Признак четвертый: закрытость от чужих. У меня квартира в центре Петербурга, дом небедный. Но когда я здороваюсь в подъезде с незнакомцами, на меня смотрят странно и отводят глаза. В лучшем случае выдавливают «здрсссь»… В Париже я тоже живу в центре, зато все люди в подъезде расплываются в улыбке: «Бонжур, месье! Са ва? О, вы из аэропорта, как долетели?» Две принципиально разных модели поведения не означают, однако, что парижане воспитанны и доброжелательны, а питерцы – жлобы и хамы. Модели означают, что одно и то же послание («я чужой, но я тебе не опасен!») в Европе и в Азии выражается по-разному. В Европе: «Я не опасен, добро пожаловать на мою территорию!» В Азии: «Я не опасен, я не посягаю на твою территорию!» Если незнакомцы по отношению к вам неприветливы – значит, вы в Азии, и значит, аборигены дают понять, что не будут вмешиваться в вашу личную жизнь.
Признак пятый… Каюсь, мы пятый признак выделить не смогли. Рассчитываем на помощь. Мы ни злить никого не хотим, ни льстить никому не хотим, просто если у тебя перед глазами есть сводная идентификационная таблица – ты никогда не заблудишься.
И в той же Азии легко поймешь, почему, например, Гонконг – европейский город. И легко поймешь, почему в Европе Москва – азиатский.2011
СИЛЬНЫЕ РЫБКИ В РУССКОЙ ВОДЕ
Однажды милая барышня из числа поклонниц Радуловой спросила, как я отношусь к сильным женщинам. Я засмеялся. Наталья Радулова – Антоша Чехонте нашего времени. То же изобилие персонажей; та же невозможность предпочесть один рассказик или одного героя.
Я про Радулову как Чехова всерьез. И Радулова, и Чехов создают мир по принципу аквариума со сказочным изобилием населения, от вида которого разеваешь рот. У Чехова – гимназисты, архиереи, городничие, мужики, ваньки и Ваньки Жуковы, толстые и тонкие. У Радуловой – женщины беременные и разрешившиеся, брошенные, умоляющие, злые, нежные, влюбленные и любовь потерявшие (и снова толстые и тонкие).
«Сильная женщина» в аквариуме жизни – особая рыбка. То есть не просто строгий костюм, взгляд в упор, шофер, 100 граммов «Талискера» перед сном, – а приватизация вообще всего того, что мужчина считает областью применения своей силы. Включая умение жить одному, то есть одной, – если потребуется, выбирая партнера для неодинокой ночи тот же костюм. Или сорт виски. Путем дегустации.

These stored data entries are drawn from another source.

PR #6410, opened 2026-06-24
don't set split pins as analog

### LINKED ISSUE #6409: STM32H7 - Using PC2_C with ADC breaks OctoSPI.
This code breaks OctoSPI communications when using PC2_C as analog in and PC2 as OCTOSPIM_P1_IO2.
```
        let _ = adc.blocking_read(&mut p.PC2_C, SampleTime::Cycles325);
```

PC2 and PC2_C are separate pins on the STM32H735.

Image

After some investigation it seems that the code inside the adc implementation reconfigures the PC2 pin as analog, but it should not.

```
    fn reborrow_adc<'a>(&'a mut self) -> BorrowedAdcChannel<'a, T> {
        self.setup(); // <-- this reconfigures PC2 as analog, but PC2 is being used as OctoSPI_P1_IO2.

        BorrowedAdcChannel {
            channel: self.channel(),
            is_differential: self.is_differential(),
            _marker: PhantomData,
        }
    }
```

xoviat:
closes #6409.

### DIFF
--- a/embassy-stm32/build.rs
+++ b/embassy-stm32/build.rs
@@ -1907,7 +1907,7 @@ fn main() {
                     adc_pairs.entry(ch).or_insert((None, None)).0.replace(pin_name.clone());
 
                     g.extend(quote! {
-                    impl_adc_pin!( #peri, #pin_name, #ch);
+                        impl_adc_pin!( #peri, #pin_name, #ch);
                     })
                 }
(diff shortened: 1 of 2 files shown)


hydra:
confirmed that this fixes the problem I was having.

https://github.com/MakerPnP/machine/commit/2d34d6351f88c2323ee6bb4c380a55595988c504

PR #6416, opened 2026-06-25
synopsys-otg: fix losing events, fix parking forever

### LINKED ISSUE #6312: embassy-usb-synopsys-otg host: HCINT coalescing in ISR loses CHH after NAK — periodic IN transfer future parks forever
**Crate/version:** `embassy-usb-synopsys-otg` 0.4.0 (current `main` is identical for `src/host.rs`)
**Hardware:** ESP32-S3 full-speed OTG host (via esp-hal's `embassy_usb_host` driver), device = HID boot-keyboard foot pedal on an interrupt IN endpoint

## Summary

The host ISR collapses all HCINT bits seen in one interrupt entry into a **single** result code and W1C-clears everything it read:

```rust
// src/host.rs (on_host_interrupt)
let hcint = r.hcint(ch).read();
let result = if hcint.xfrc() { CH_RESULT_COMPLETE }
    else if hcint.stall() { CH_RESULT_STALL }
    // ...
    else if hcint.nak() { CH_RESULT_NAK }
    else if hcint.chh() { CH_RESULT_HALTED }
    else { CH_RESULT_NONE };
// Clear all channel interrupts
r.hcint(ch).write_value(hcint);
if result != CH_RESULT_NONE {
    state.channels[ch].result.store(result, Ordering::Release);
    state.channels[ch].waker.wake();
}
```

On a periodic IN, the core auto-halts the channel after a NAK, so `NAK|CHH` routinely land in the **same** ISR entry (the device NAKs every frame, ~1 kHz). NAK wins the priority chain and the CHH is cleared and never reported. The NAK handler then:

```rust
// do_in_transfer
if result == CH_RESULT_NAK {
    if is_periodic {
        // For periodic endpoints, the hardware may start halting the
        // channel after NAK. Explicitly halt and wait for completion
        // (CHH) before reconfiguring, ...
        self.halt_channel();
        let _halt = self.wait_for_result().await; // expect CHH
    }
    ...
```

`halt_channel()` writes `CHENA|CHDIS` without checking whether the channel is still enabled. When the channel was already auto-halted (its CHH consumed above), no new CHH is generated, and `wait_for_result().await` parks the transfer future **forever** — `read()` never returns `Ok` or `Err`. Only a physical disconnect (port event path stores `CH_RESULT_HALTED` into all channels) unparks it. Linux's dwc2 guards this exact case: `dwc2_hc_halt()` returns early when `!(hcchar & HCCHAR_CHENA)`, with a comment explaining that halting a non-enabled channel must be avoided.

A second interleaving of the same design needs no hardware timing assumption at all: the result mailbox is a single overwriting `AtomicU8`. If ISR #1 stores NAK and ISR #2 stores the auto-halt's CHH **before the task polls**, the NAK is overwritten, `wait_for_result` returns `CH_RESULT_HALTED`, and `do_in_transfer` maps it to `Err(Disconnected)` with the device still attached.

## Observed on hardware

ESP32-S3 + a PCsensor HID foot pedal (3553:b001, FS, interrupt IN, NAK-polled every frame since `bInterval` isn't applied): `HidHost::read()` futures parked permanently within minutes under input-report bursts (counters frozen, no error, everything else on the executor healthy), plus occasional phantom `Disconnected` errors with the device attached. Both disappear behind downstream mitigation (read timeout + control-pipe probe + bus reset + re-enumerate), but the driver-level loss remains.

## Suggested fix

1. Accumulate channel events instead of overwriting: store a bitmask with `fetch_or` (or per-event flags) and let `wait_for_result` drain it, so NAK and CHH from one or two ISR entries both survive.
2. In the periodic-NAK path (or `halt_channel` itself), check `HCCHAR.CHENA` first and skip the halt-ack wait when the channel is already disabled — mirroring Linux dwc2.

Happy to test patches on ESP32-S3 hardware.

bugadani:
Fixes #6312

### DIFF
--- a/embassy-usb-synopsys-otg/CHANGELOG.md
+++ b/embassy-usb-synopsys-otg/CHANGELOG.md
@@ -8,6 +8,9 @@ and this project adheres to [Semantic Versioning](https://semver.org/spec/v2.0.0
 <!-- next-header -->
 ## Unreleased - ReleaseDate
 
+- Fixed: Periodic IN transfer future can no longer park forever.
+- Fixed: Later events no longer override earlier ones.
+
 ## 0.4.0 - 2026-05-28
 
 - **Breaking:** type-erased `State`/`HostState`, non-generic `OtgInstance`/`OtgHostInstance`, endpoint allocation in `State`, const generics removed from device/host drivers. Static state now needs to be constructed as `StateStorage::new()`/`HostStateStorage::new()` and then `as_state()`/`as_host_state()` must be called to obtain the state reference.
--- a/embassy-usb-synopsys-otg/src/host.rs
+++ b/embassy-usb-synopsys-otg/src/host.rs
@@ -10,25 +10,34 @@ use embassy_usb_driver::host::{
     DeviceEvent, HostError, PipeError, SplitInfo, UsbHostAllocator, UsbHostController, UsbPipe, pipe,
 };
 use embassy_usb_driver::{EndpointInfo, EndpointType, Speed};
-use portable_atomic::{AtomicBool, AtomicU8, Ordering};
+use portable_atomic::{AtomicBool, AtomicU8, AtomicU16, Ordering};
 
 use crate::PhyType;
 use crate::otg_v1::{Otg, vals};
 
-// Channel transfer result codes stored atomically.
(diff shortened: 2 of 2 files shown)


Dirbaio (approved):
💯

Issue #2346, opened 2016-03-23
Feedback needed on a new design for reports and logs created by rebot


akshbn:
It is time the reports and logs created by rebot get a makeover. I have made a few tweaks to rebot in this regard. I have attached the screenshots of a report and log created by rebot for one of my test suites. I request the community to give me feedback on this. If a majority of people like it i will send a pull request.

Like you may have noticed, its based on the material design philosophy.

![success](https://cloud.githubusercontent.com/assets/13907699/13977624/bbafb70a-f0f0-11e5-8df0-c4a3b6f95a88.PNG)
Report when all test cases pass.

![error](https://cloud.githubusercontent.com/assets/13907699/13977647/f43eb85a-f0f0-11e5-9a29-9b1101ecc62c.PNG)
Report  when test cases fail.

![log](https://cloud.githubusercontent.com/assets/13907699/13977665/11c99282-f0f1-11e5-8f86-b30756016581.PNG)
Log

akshbn:
#2281

Tattoo:
Throwing my two cents in, have you tested your designs with huge (ie. maybe even 1-2GB) [as this has been problem previously](https://github.com/robotframework/robotframework/issues/360)?

akshbn:
@Tattoo I havent tested it with such huge log files. I feel it will not affect user experience at all because all changes made are pure css. So the experience will stay consistent with the existing log.html, ie, if there is a noticeable lag with the existing log.html, there maybe some lag in my version of it as well.

pekkaklarck:
Looks pretty nice. I'd prefer having all info visible in one view without tabs, though. Final versions should also be fine tuned so also color blind people can separate red and green.

It would be great if you could make your changes available as a PR or otherwise so that others can test them with their own data.

pekkaklarck:
Any updates to this?

akshbn:
@pekkaklarck  Will drop a PR by the end of June.

pekkaklarck:
Cool! With bigger changes we need wider discussing with the community, but a PR is a great way to get started. It allows both reviewing the changes and running the code to test them for real.

zastress:
Any update on this issue? A new interface change on the report page might be cool with the new release.

pekkaklarck:
[...]

PR #2412, opened 2016-07-08
Redesign of Log and Report UI

akshbn:
I have designed the logs and report UI as per material design. #2346


pekkaklarck:
Unfortunately this PR wasn't reviewed back when it was created. Most likely that has been due to lack of time and the PR introducing lot of changes. Nowadays there are so many conflicts due to changes like added SKIP and removed criticality that review is pretty much impossible and I can only close this PR.

The proposed changes to logs/reports looked really nice and something like that could be done in the future. This kind of changes are so big that it would be best do discuss them first on our Slack or elsewhere.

Я не накручиваю, ей-ей: посмотрите, как изменились последние страницы журналов типа «Афиша». Там на излете XX века рекламировали клубы для мужчин, где раздеваются другие мужчины (было внове), потом – клубы для мужчин, где раздеваются женщины (вернулись к истокам), а сейчас чуть не половина объявлений зовет в клубы для женщин, где снова раздеваются мужчины. То есть женщины отплатили той же монетой, и даже перестали париться, что платят.
Но сила сильной женщины не в этом. И даже не в том, что сильные женщины перестали выглядеть гендерным оксюмороном – вроде Коллонтай или Фурцевой – в политике или бизнесе. И даже не в том, что нередко сопутствующее силе одиночество перестали воспринимать как «горькую бабью долю» или феминистский оброк, но – как комфортное бытие, при котором есть место и постоянному мужчину (в виде сына), и непостоянному (когда сын у бабушки).
Настоящая сила сильной женщины в том, что она не единственный общественно одобряемый женский типаж, но – один из множества. То есть женщина добилась того, что любой вариант ее жизни перестал выглядеть исключением или несчастьем, а стал просто вариантом. Вон – маманя-наседка, с целым выводком. Вон – женщина-вамп. Вон – очкасткая модная студентка, вон – разведенная стерва, вон – сумасшедшая ученая, вон – тургеневская барышня, вон – худющая Даша Мороз (похудела дополнительно для фильма), вон – толстущая Марика Тамаш (та, что основала балет «240 тонн»), вон – Литвинова с Земфирой.